Who is the source? Look at the picture that accompanied the source story. Maybe it means something, maybe not.
The Washington Post, citing a source, has reported that the leaker described Wilson's wife as "fair game." The Washington Post, September 28, 2003. Interesting language, isn't it? That's the exact same phrase attributed to Karl Rove when he called up Chris Matthews to say Wilson's wife is "fair game." Another reporter called up Wilson to warn him, saying "watch out, they're coming after you"--but that journalist is uncertain whether any reference was made to Wilson's wife's employment at the CIA. link
What remains clear is that everyone, from the reporters to the administration officials, have something to lose here.
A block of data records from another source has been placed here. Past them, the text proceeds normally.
PR #112, opened 2023-06-14
Add CODEOWNERS clarification for update-package-lock

eKoopmans:
I remember this step of setting up `update-package-lock` being a bit confusing, and just saw a question about it over on https://github.com/Brightspace/Mobile-API/pull/1512, so I added some clarification.


svanherk (approved):
Much better, thanks @eKoopmans!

Accordingly, we should not rush to presumptions that anyone is telling a clean, unshaded, or uncoerced version of the story. That's Fitzgerald's job. To examine the body of evidence (almost all of which is not available to us) and to piece together this huge puzzle, to see which testimonies fit, which don't, whether they are corroborated by documents, whether those documents have been tampered with.
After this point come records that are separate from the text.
PR #1217, opened 2022-03-30
Updating commands doc to use https instead of git

Doom4535:
This is do to the recent github change removing support for the unauthenticated git protocol on port 9418. For more info, see: https://github.blog/2021-09-01-improving-git-protocol-security-github/

If people depended on `git://` because of poor network connections, this may impact it (may want to switch to using `ssh://` in those cases).


Doom4535:
I noticed this while trying to setup a build environment (I have not succeeded at building this yet).

orangecms (approved):

orangecms:
Yea, thank you! There is also a Plan 9 git implementation that we need to check if it works with HTTPS, I guess.

rminnich:
welcome to harvey :-)

PR #1218, opened 2022-04-18
Add the first (more to come) paper from the DOE Fast-OS work

rminnich:
Signed-off-by: Ronald Minnich <rminnich@gmail.com>


orangecms (approved):

orangecms:
Do you have the individual files? We could split the PDF into the various papers within. Then we can name them accordingly.

rminnich:
You mean the source to the paper? It's long gone.

orangecms:
> You mean the source to the paper? It's long gone.

No, I scrolled through and saw that it's actually 
 6 papers in one file, not just what the file name suggests; in addition:

- Easy system call tracing for Plan 9
- Recent Plan 9 Work at Bell Labs
- A Cache to Bash for 9P
- HTTP-Like Streams for Plan 9
- Effective Resonant Frequency Tracking With Inferno

rminnich:
oh wow! sorry! academia ran that one right by me. Let's split them out, apologies!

For those who believe that Rove is innocent, or the Bush administration will get away with it, here is a reminder of who is at the heart of this investigation:
Among those who are known to have been interviewed by the FBI or testified before the grand jury are Bush White House national security adviser Condoleezza Rice, political adviser Karl Rove, Vice President Cheney's Chief of Staff Lewis I. Libby, Republican National Committee consultant Mary Matalin, former Cheney press aide Catherine Martin, White House press secretary Scott McClellan, communications director Dan Bartlett, deputy press secretary Claire Buchan, and former assistant press secretary Adam Levine. Bush and Cheney also have been interviewed, as has Secretary of State Colin L. Powell.
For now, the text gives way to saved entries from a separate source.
PR #80, opened 2016-12-16
Show load properly for pg:diagnose

keiko713:
Seems like showing the certain value (only `Load`, I believe) that you get from pgdiagnose is not working properly. Here is expected response json examples (it's in the test as well):

```
  {
    "name": "Hit Rate",
    "status": "red",
    "results": [
      {
        "name": "overall index hit rate",
        "ratio": 0.9861242393582039
      },
      {
        "name": "overall cache hit rate",
        "ratio": 0.9637371701579502
      }
    ]
  },
  {
    "name": "Blocking Queries",
    "status": "green",
    "results": null
  },
  {
    "name": "Sequences",
    "status": "green",
    "results": null
  },
  {
    "name": "Load",
    "status": "red",
    "results": {
      "load": "15.36"
    }
  }
```

Previously, in Ruby version, [it was taken care of this way](https://github.com/heroku/legacy-cli/blob/d7e9718079b9936ffd264529bdd03a6734fd64cc/lib/heroku/helpers/pg_diagnose.rb#L92-L100), which wasn't converted to Node properly.

Ideally, it'll be like;

```
RED: Load
Load 100
```

instead of;

```
RED: Load
load 100
```

but seems like Node doesn't have any easy way to capitalize the first letter so...

Can you please review @ransombriggs ? Thanks!

### DIFF
--- a/commands/diagnose.js
+++ b/commands/diagnose.js
@@ -2,6 +2,7 @@
 
 const cli = require('heroku-cli-util')
 const co = require('co')
+const capitalize = require('lodash.capitalize')
 const PGDIAGNOSE_HOST = process.env.PGDIAGNOSE_URL || 'https://pgdiagnose.herokai.com'
 
 function * run (context, heroku) {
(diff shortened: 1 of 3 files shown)


keiko713:
@ransombriggs your part lgtm ! and nice to have more tests!

ransombriggs (approved):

This case implicates the very core of the Bush administration. Let us not underestimate its desire to spin and manipulate the media to fit its agenda. Whereas before, propaganda was launched to support the Iraq war, the propaganda we are seeing as of late is meant to lead the media astray in a new war: a war for the truth. Claims of Rove's exoneration are just the latest attempt to quell the resurrection of the "free press". One leaked email does not a defense make. One leaked testimony--which could be discredited or challenged by facts--is not a get-out-of-jail-free card. And sometimes, one conspiracy to cover up can be more damning than the crime itself...
*sources for the info in this diary came from the forever useful Dkospedia Plame Leak Timeline.